The evolution of early Foraminifera

Abstract

Fossil Foraminifera appear in the Early Cambrian, at about the same time as the first skeletonized metazoans. However, due to the inadequate preservation of early unilocular (single-chambered) foraminiferal tests and difficulties in their identification, the evolution of early foraminifers is poorly understood. By using molecular data from a wide range of extant naked and testate unilocular species, we demonstrate that a large radiation of nonfossilized unilocular Foraminifera preceded the diversification of multilocular lineages during the Carboniferous. Within this radiation, similar test morphologies and wall types developed several times independently. Our findings indicate that the early Foraminifera were an important component of Neoproterozoic protistan community, whose ecological complexity was probably much higher than has been generally accepted.

Fig. 1.

Phylogenetic relationships among early Foraminifera inferred from partial small subunit rRNA gene sequences.
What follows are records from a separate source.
PR #3157, opened 2023-03-15
Does not show price impact when data is not ready

### LINKED ISSUE #3156: In-wallet swaps - no price information & no price impact warning
### Discord Discussion Link

https://discord.com/channels/808358975287722045/1037670242421321769/1085140901564784650

Chrome

Swap MATIC to FTM on Polygon

### What did not work?

Price information can't be calculated -> I believe a user should not be able to proceed with the swap:

Screen Shot 2023-03-15 at 09 13 27

However, the user can proceed. There are moments where a price impact is briefly displayed, but this is for ~ 1 second and then it's showing 'no price information again'.

Screen Shot 2023-03-15 at 09 18 16

Proceeding gives no warning as well (changed it to a 1 matic swap)
Screen Shot 2023-03-15 at 09 20 17

And tx is executed: https://polygonscan.com/tx/0xf800576a2d1b205a86f21684057eac75d20ac01b0966bfc35b5e2962bae01c8a

See below recording at 00:18

https://user-images.githubusercontent.com/71384922/225248135-6002e068-04e5-48ec-b902-a28d019b37aa.mov

Logs:
[logs_v0_28_0__2023-03-15T09_14_08+01_00.txt](https://github.com/tahowallet/extension/files/10977378/logs_v0_28_0__2023-03-15T09_14_08%2B01_00.txt)

### Version

v0.28.0

### Relevant log output

_No response_

kkosiorowska:
Closes #3156 
This PR solves the problem of showing the impact of price when data isn't ready. Previously, when loading the data old price impact showed for 1 second. The changes involve showing the price detail when the data is loaded and up to date.

In the task noticed:
> Price information can't be calculated -> I believe a user should not be able to proceed with the swap:
> 225247416-934d1c0b-ffcc-4b21-bc47-132cf5de6984

However, I don't think we want that. Let me know what you think.

## UI
Before
https://user-images.githubusercontent.com/23117945/225283719-887f22e2-fc0d-48e2-999e-be4c0d94d2d9.mov

After
https://user-images.githubusercontent.com/23117945/225283623-8024cb87-d972-4aa3-bf44-4361f84e05a0.mov

### DIFF
--- a/ui/components/Shared/PriceDetails.tsx
+++ b/ui/components/Shared/PriceDetails.tsx
@@ -36,40 +36,44 @@ export default function PriceDetails(props: PriceDetailsProps): ReactElement {
 
   return (
     <div className="simple_text content_wrap">
-      {!isLoading && amountMainCurrency === undefined ? (
-        t("noAssetPrice")
-      ) : (
+      {!isLoading && (
         <>
-          {amountMainCurrency === "0.00" && "<"}
-          {mainCurrencySign}
-          {amountMainCurrency || "0.00"}
-          {!!priceImpact && priceImpact > 1 && (
-            <span
-              data-testid="price_impact_percent"
-              className="price_impact_percent"
-            >
-              ({formatPriceImpact(priceImpact)}%
-              <SharedTooltip
-                width={180}
-                height={27}
-                horizontalPosition="left"
-                IconComponent={() => (
-                  <SharedIcon
-                    width={16}
-                    icon="icons/m/info.svg"
-                    color={`var(--${getPriceImpactColor(priceImpact)})`}
-                    customStyles="margin-left: -5px;"
-                  />
-                )}
-              >
-                <div>
-                  {t("priceImpactTooltip.firstLine")}
-                  <br />
-                  {t("priceImpactTooltip.secondLine")}
-                </div>
-              </SharedTooltip>
-              )
-            </span>
+          {amountMainCurrency === undefined ? (
+            t("noAssetPrice")
+          ) : (
+            <>
+              {amountMainCurrency === "0.00" && "<"}
+              {mainCurrencySign}
+              {amountMainCurrency || "0.00"}
+              {!!priceImpact && priceImpact > 1 && (
+                <span
+                  data-testid="price_impact_percent"
+                  className="price_impact_percent"
+                >
+                  ({formatPriceImpact(priceImpact)}%
+                  <SharedTooltip
+                    width={180}
+                    height={27}
+                    horizontalPosition="left"
+                    IconComponent={() => (
+                      <SharedIcon
+                        width={16}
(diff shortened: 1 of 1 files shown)


kkosiorowska:
Please @VladUXUI  to confirm the visual change.

jagodarybacka (dismissed):
Works fine ✅ 
I'm wondering if it would look a little bit better if we could hide the price behind a loader when swap is loading - while loading the content there is stale anyway and will be replaced after swap is loaded, right?

Quick demo

https://user-images.githubusercontent.com/20949277/225309375-3275bd78-6bcf-424d-bd65-589d8342f7b0.mov

Naxsun:
Reading through this now again:

_However, I don't think we want that. The price is not calculated because we do not have information from the API about the price point. Let me know what you think._

I don't think we should allow users to proceed with a swap if there's no price information from the api. 
- No price information -> no price impact warning

I think we'll have a lot of users that expect an in-wallet swap will just give them an exchange rate in line with market prices. 

Without a price impact warning we're relying on users to do the comparison between market prices and in-wallet swap quotes themselves, which isn't the way to go imo.

kkosiorowska:
> I don't think we should allow users to proceed with a swap if there's no price information from the api.
> 
> * No price information -> no price impact warning
> 
> I think we'll have a lot of users that expect an in-wallet swap will just give them an exchange rate in line with market prices.
> 
> Without a price impact warning we're relying on users to do the comparison between market prices and in-wallet swap quotes themselves, which isn't the way to go imo.

hmm I think this is a good point of view. I am afraid that by blocking this many users may be negatively affected. What I mean is that we can block a lot of pairs this way and it can make it difficult to use the wallet. Another thing is that this data comes from the API and is not dependent on us. We don't control it. 

Let us know what you think and if you see another solution for this. @jagodarybacka @hyphenized @0xDaedalus

VladUXUI:
This is looking good!
Blocking swaps isn't something we should do, we don't have enough understanding of how that will affect users.
We have a swap "redesign" coming soon we can touch more on that then

VladUXUI:
For now, what we can do is add a warning that we don't have price, like the screen bellow.
image

[Figma](https://www.figma.com/file/q8gfu9XTbYBF07KMnDCtsD/UI---Dark?node-id=60%3A2615&t=hT8ftt0WvRC9Tsyy-4)

VladUXUI:
> Works fine ✅ I'm wondering if it would look a little bit better if we could hide the price behind a loader when swap is loading - while loading the content there is stale anyway and will be replaced after swap is loaded, right?
> 
> Quick demo

I can't QA the PR atm, and hard to tell from video if current iteration "feels" good.
There might be a bit too many things appearing and disappearing with this version. Maybe the dog appearing is enough?

Let's stick to how Karolina has done it and we can revisit this later as well.

PR #3160, opened 2023-03-15
Handle case where there are no cached assets for given network

jagodarybacka:
### What

Fix attempting to filter on `undefined` - while adding a new network with Chainlist there are no cached assets yet

### Testing

- [ ] flip `SUPPORT_CUSTOM_NETWORKS`
- [ ] open background page
- [ ] add new network with chainlist
- [ ] you shouldn't see an error in the console about the line changed in this PR

Latest build: [extension-builds-3160](https://github.com/tahowallet/extension/suites/11578827244/artifacts/599913023) (as of Wed, 15 Mar 2023 13:32:41 GMT).

### DIFF
--- a/background/services/indexing/index.ts
+++ b/background/services/indexing/index.ts
@@ -447,8 +447,7 @@ export default class IndexingService extends BaseService<Events> {
             ({ smartContract: { contractAddress } }) => contractAddress
           )
         )
-        const cachedAssets =
-          this.cachedAssets[addressOnNetwork.network.chainID] ?? []
+        const cachedAssets = this.getCachedAssets(addressOnNetwork.network)
 
         const otherActiveAssets = cachedAssets
           .filter(isSmartContractFungibleAsset)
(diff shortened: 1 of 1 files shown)


background/services/indexing/index.ts
```diff
@@ -447,7 +447,8 @@ export default class IndexingService extends BaseService<Events> {
             ({ smartContract: { contractAddress } }) => contractAddress
           )
         )
-        const cachedAssets = this.cachedAssets[addressOnNetwork.network.chainID]
+        const cachedAssets =
+          this.cachedAssets[addressOnNetwork.network.chainID] ?? []
```
hyphenized, line 451:
```suggestion
        const cachedAssets = this.getCachedAssets(addressOnNetwork.network)
```

hyphenized (changes requested):
Good catch! There's a class method we can use for this, let's change the other instances as well

hyphenized (approved):
Looks good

The various types of test are highlighted with different colors. Among multilocular foraminiferans, the Rotaliida are marked in green, whereas the Textulariida are marked in dark green. The tree was calibrated according to the fossil radiation of multilocular Foraminifera (350 Ma). The time ranges for the initial radiation of unilocular species, as well as the radiation leading to the divergence of multilocular species, are indicated. The topology shown was obtained with the ML method, by using the F84 substitution model. Because the exact position of the root remains unresolved, the tree is drawn with a basal trichotomy. However, the placement of the root does not influence the general topology of the tree and has little influence on the tree calibration. The bootstrap support values for the main lineages in ML and NJ analyses are indicated at internal nodes. The presented tree does not differ markedly from that obtained with ML analysis performed by using the GTR substitution model, taking into account a proportion of invariant sites and a gamma-shaped distribution of rates of substitution among sites, with eight rate categories. The only differences relate to the relative branching order of the unilocular lineages and, most particularly, to the position of the monogeneric groups (Nemogullmia, Reticulomyxa, Tinogullmia, and Vanhoeffenella).

Fig. 2.

Phylogenetic relationships among 55 Foraminifera inferred from partial small subunit rDNA sequences, including representatives of all groups shown in Fig. 1, as well as 3 members of the genus Ammodiscus, 7 members of the order Miliolida, and 2 members of the order Spirillinida. Because of the high divergence of the SSU rDNA sequences in the three latter groups, 500 unambiguously aligned positions were kept in phylogenetic analyses for this dataset. The topology shown was obtained with the ML method by using the F84 substitution model. Because the exact position of the root is yet unclear, the tree is drawn with a basal trichotomy. Representatives of the genus Ammodiscus and the orders Miliolida and Spirillinida form a clearly monophyletic group, but their placement as a sister group to Psammosphaera sp. is not supported. Due to the reduced number of analyzed positions, the resolution among the other groups of Foraminifera is weaker than in Fig. 1. The bootstrap support values >80% for NJ and ML analyses are indicated at internal nodes.

Fig. 3.

Time scale of early foraminiferal evolution based on combined molecular and fossil data, highlighting the development of reticulopodia at the origin of the group, and the independent development of a multilocular test in the lineages leading to Textulariida + Rotaliida and Spirillinida + Miliolida. Only the taxonomic groups for which molecular data exist are illustrated. The height of each rectangle is proportional to the number of recognized families in the clade, or to the number of different genetic lineages in the case of Monothalamida. Stars indicate the fossil appearance of some unilocular lineages.